A few seconds later he pressed the bloody part of the cloth against the spot he’d rubbed twice with no effect. This time, though, the ruddy color changed, vanishing the way grime does when scrubbed with a powerful cleanser. Bright metal shone in the weak light.
“No,” said Duke. “No way.”
He rubbed and rubbed at it until he had a spot as big as his palm. By then the rag was covered in dirt and rust that had mingled with the blood and truly turned it black. When he bent forward, he could see his reflection in the mirror-bright metal.

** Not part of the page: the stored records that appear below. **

PR #178, opened 2018-04-30
Add support for Ubuntu 18.04

KlavsKlavsen:
Updated pam templates to match what is in 18.04.


templates/login.ubuntu18.erb
```diff
@@ -0,0 +1,19 @@
+auth     optional   pam_faildelay.so  delay=3000000
```
ghoneycutt: Is this from a stock installation without modification?

templates/sshd.ubuntu18.erb
```diff
@@ -0,0 +1,15 @@
+@include common-auth
```
ghoneycutt: Is this from a stock installation without modification?

KlavsKlavsen: Yes. there wasn't any big changes.. except for the reorganizing of selinux part.

KlavsKlavsen:
Travis test seems to fail due to something unrelated to my code :(

nbentoumi:
@ghoneycutt  @KlavsKlavsen ,
i did a test on ubuntu 18.04, don't see any issue.
:+1:

gavmain:
Hi @KlavsKlavsen, I appreciate the work you've done and I'm eager to see it pulled. It looks like this maybe failing the CI tests due to missing [spec fixtures](https://github.com/ghoneycutt/puppet-module-pam/tree/master/spec/fixtures) for ubuntu1804.

KlavsKlavsen:
@gavmain I've tried to do so - by looking at the commit that added Ubuntu 16.04 support.. it fails with an odd failure, where I can't seem to figure out what I actually did wrong.. Can you help me figure it out? (if I want to run the fixtures spec on my own end.. Have you got any hint as to what to setup on an ubuntu to be able to do that?) -- and perhaps that could be put in README.. as "Developers documentation" or something :)

gavmain:
I was a bit worried whether VAS was compatible with Ubuntu 18.04, but checking their [site](https://www.oneidentity.com/products/authentication-services/#Specifications) they support all current Ubuntu releases.

If that is the case, I think you are safe to update the version on this [line](https://github.com/KlavsKlavsen/puppet-module-pam/blob/874c292db88a0a531732588b8fad0d318f55cb33/spec/classes/init_spec.rb#L387), from:
`if check == 'vas' and v[:osfamily] == 'Debian' and v[:release] == '18.04'`
to:
`if check == 'vas' and v[:osfamily] == 'Debian' and v[:release] == '20.04'`
and see if that now passes the CI tests. 

I'm basing this assumption on the [commit](https://github.com/ghoneycutt/puppet-module-pam/commit/670653b78d4098a4fd3762e30905b0f3e5df2af1#diff-a446e4110d88d59f153d0721dad568feR376) by Daniel Sundqvist - who is no longer on Github by the looks of it - where he added VAS support for 16.04.

KlavsKlavsen:
Changed that - and the test fails the same :(

templates/sshd.ubuntu18.erb
gavmain: @KlavsKlavsen, can you add update the template to reflect the [addition](https://github.com/ghoneycutt/puppet-module-pam/pull/160/commits/32d27a53c2824b7c2b619950361815917a84bece#diff-e3cdb1800313bb4fcca541886851296bR3) that was done by @fbarbeira for sshd.ubuntu18.erb?

gavmain:
I'm just having a look. I wonder if @ghoneycutt can cast some light on this?

nbentoumi:
VAS is compatible with Ubuntu 18.04, performed a test and working fine

gavmain:
The Gemfile looks like it needs updating, specifically this [line](https://github.com/ghoneycutt/puppet-module-pam/blob/master/Gemfile#L29) relating to the metadata-json-lint. It requires Ruby 2.0 or higher according to the metadata-json-lint [readme](https://github.com/voxpupuli/metadata-json-lint#compatibility). For the job [#609.1](https://travis-ci.org/ghoneycutt/puppet-module-pam/builds/385671904) I found a similar error reported to the [metadata-json-lint project](https://github.com/voxpupuli/metadata-json-lint/issues/74).

It does look like you are facing a Ruby dependency nightmare. Digging further I see @ghoneycutt has a branch called [v3](https://github.com/ghoneycutt/puppet-module-pam/tree/v3) which has a significant number of changes to the build files and has dropped a number of old versions. I wonder if it is best to merge your work into there. We'll hopefully hear back from @ghoneycutt on what to do.

KlavsKlavsen:
But does errors must have been there before then.. I have changed nothing that should cause this.. Unless the build system is done so it just fetches "the latest" version of dependencies it uses - and I happened to make this patch - when the latest versions broke the test system :(

KlavsKlavsen:
@gavmain I've merged the same change as @fbarbeira - to sshd.ubuntu18.erb

ghoneycutt:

Duke tried to make sense of it, fishing in his memories of high school science for something rational. Was there some kind of enzyme in blood that eradicated rust? He doubted it. Was it the heat of the blood? No, that couldn’t be right, because spit would be just as warm, especially after more than a minute on the cloth.
Which left . . . what?
He rubbed again, but there wasn’t much of the blood left and the effect was diminishing. He tried spit again and got nothing. Even an industrial abrasive didn’t work.
“The hell . . . ?” he asked the robot.
Farmboy said nothing.
Duke sagged a little, though he had no real idea what he was depressed about. So he’d cleaned a patch of metal. Big frigging deal. All that meant was that Farmboy was a minimally cleaner piece of junk.
He punched the robot. Not too hard. Enough to make his knuckles hurt, though.
“Damn it,” he growled. Then suddenly he was coughing again. Harder. So much harder. It struck him so fast there was no time to brace himself, no time to even cover his face. He caved forward as forcefully as if he’d been punched in the gut and only just managed to keep from smashing his face on the robot by slapping his palms against the cold metal. The coughs racked him, tore at him, pummeled him from the inside out. Spit and blood splatted on Farmboy’s chest and across the sensitive circuits inside the open panel. There were no sparks, of course, because Farmboy was dead.
Duke coughed, feeling the weight of each spasm as it pushed him down, making his head bow down between his trembling arms. It felt like he was surrendering. Like he was giving up. Being forced to admit that this was how it was going to be. Not a holding pattern, propped up by pills and careful living. Not a slow slide down.
No. The cough was immediate and it was huge. It was a great big fist and it was going to smash him. Maybe not this minute, but soon. Without doubt, soon.
Fresh blood splashed across the robot’s chest. He was dying, right here, right now. He could feel his own internal systems shutting down.
I’m sorry, he thought, wishing he could shout those words so that everyone who’d ever loved him could hear them.
He coughed for five long, brutal minutes, and then he leaned there, gasping, tears running down his face, blood running hot over his lower lip and hanging in fat drops from his chin. Sweat, cold and greasy, beading on his forehead and trickling over the knobs of his spine.
The minute hands seemed to fall off the clock for him, and Duke had no idea at all how long he stayed in that position, hands braced against the fall all the way down. When he could speak, it was to gasp a single word.
“Please . . .”
Said over and over again.
When he could finally stand and walk, it took him twenty minutes to go all the way home. All those thousands of miles from the barn to the house.